This photo of Carolina Franco was taken by John Kouns at the end of the day during the march from Delano to Sacramento in 1966. Photo by John Kouns, courtesy of the Tom & Ethel Bradley Center.

The Tom & Ethel Bradley Center at California State University, Northridge has received a $350,000 grant from the National Endowment for the Humanities (NEH) to digitize some of the approximately 22,000 images in its Farmworker Movement Collection that tell the story and document efforts to unionize farmworkers in the 1960s and early 1970s.

In addition to preserving the images digitally, the center is collecting the oral histories of some of the people in the photographs taken by John Kouns and Emmon Clarke, to create a digital database that can be accessed by educators and others who are interested in learning more about the National Farm Workers Association, which later became the United Farm Workers (UFW), and the people who made it happen.

“The farmworker movement forged a broad coalition of workers, students, activists and religious allies that won most of its early battles by leveraging its diversity, pushing the country toward a pluralistic, multicultural form of democracy — a more perfect union,” said journalism professor José Luis Benavides, director of the Tom & Ethel Bradley Center. “The diversity of this coalition is reflected in the images taken by these two photographers, Kouns and Clarke, who joined the farmworker movement as participant visual workers and used their talent to document the movement.”

John Kouns

John Kouns


The NEH grant will support the creation of a digital archive — accessible through CSUN’s University Library Digital Collections website — that will include 6,600 images, as well as 20 oral histories of people featured in images and other publicly available digital resources to tell the stories of those involved in the movement.

The project will focus on regular community organizers, especially women, who spent countless hours picketing, demonstrating and lobbying consumers, local businesses and elected officials on behalf of the movement, oftentimes sacrificing their own home lives for their cause.

Benavides said the center plans to use the oral histories and images to create a Do-It-Yourself educational exhibition for schools, community centers and others, which can be tailored to a specific space and printed on demand for public display.

Philip Vera Cruz

Philip Vera Cruz was a farmworker and union organizer.

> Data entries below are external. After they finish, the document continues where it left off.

PR #1424, opened 2024-08-15
fix rust lints

pcrumley:
# Description

@swift-nav/devinfra

A simple whitespace fix to get rust lints passing

# API compatibility

No

## API compatibility plan

N/A

# JIRA Reference

N/A

### DIFF
--- a/javascript/sbp/observation.js
+++ b/javascript/sbp/observation.js
@@ -2495,7 +2495,7 @@ MsgGroupDelay.prototype.fieldSpec.push(['isc_l2c', 'writeInt16LE', 2]);
  * @field health_bits number (unsigned 8-bit int, 1 byte) Satellite health status for GPS:   - bits 5-7: NAV data health status. See IS-
  *   GPS-200H     Table 20-VII: NAV Data Health Indications.   - bits 0-4: Signal
  *   health status. See IS-GPS-200H     Table 20-VIII. Codes for Health of SV Signal
- *   Components. Satellite health status for GLO (see GLO ICD 5.1 table 5.1 for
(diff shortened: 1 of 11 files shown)


ljbade (approved):

javascript/sbp/observation.js
```diff
@@ -2495,7 +2495,7 @@ MsgGroupDelay.prototype.fieldSpec.push(['isc_l2c', 'writeInt16LE', 2]);
  * @field health_bits number (unsigned 8-bit int, 1 byte) Satellite health status for GPS:   - bits 5-7: NAV data health status. See IS-
  *   GPS-200H     Table 20-VII: NAV Data Health Indications.   - bits 0-4: Signal
  *   health status. See IS-GPS-200H     Table 20-VIII. Codes for Health of SV Signal
- *   Components. Satellite health status for GLO (see GLO ICD 5.1 table 5.1 for
+ *   Components.  Satellite health status for GLO (see GLO ICD 5.1 table 5.1 for
```
RReichert, line 2498: strange that extra spacing is necissary

RReichert (approved):
I would have assumed that by running `make gen-all` I would have given me this result if I were to have checked out the `master` branch. Did you have to run something separate outside of what `make` offers to get it to format for you?

sokhealy (approved):

javascript/sbp/observation.js
pcrumley: A new clippy lint was added to rust which made the code-gen fail. I had two choices:
1. update the yaml describing the messages so it passed the lint by putting in a empty line in the description
2. make it so clippy lints (or just that new lint) aren't applied to generated code.

I chose option one hence the addition of whitespace in all the languages. Weird that newline because a single space there.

He was elected to the first executive board of the UFW in 1973, and served as vice president until 1977. Photo by Emmon Clarke, courtesy of the Tom & Ethel Bradley Center.

John Kouns’ images of the farmworker movement and march from Selma to Birmingham have been seen in many books and films as part of the archives of the American labor movement at Wayne State University in Detroit, Mich. Kouns rarely focused his attention on the leaders. Rather, he was motivated by a sense of a people’s movement and turned his attention to the people for inspiration. He documented the National Farm Workers Association at its infancy.

Emmon Clarke served as the photo editor of the UFW’s newspaper, El Malcriado, from 1966-67. He documented the union’s activities on the picket line, in meetings and at rallies across the country, and in the labor camps of the San Joaquin Valley. His photos captured both those known and unknown involved in the movement’s efforts.

Emmon Clarke

Emmon Clarke

Both men use their unique status to move away from taking multiple photos of the union’s main leader, César Chávez, and focused instead on its organizers, activists, volunteers and farmworkers and their families.

The Tom & Ethel Bradley Center’s archives contain over one million images from Los Angeles-based freelance and independent photographers between the 1930s to the present. The core of the center’s archive is a large collection of photographs produced by African-American photojournalists. Oral histories, manuscripts and other ephemeral materials support the photographic collection.

The archives contain more than 70 oral histories from African American photographers, civil rights leaders and organizers, individuals involved with the history of Los Angeles, journalism, the group Mexicans in Exile and the United Farm Workers, as well as the personal papers of many individuals and organizations. The center’s Border Studies Collection examines the issues surrounding the border between the United States and Mexico.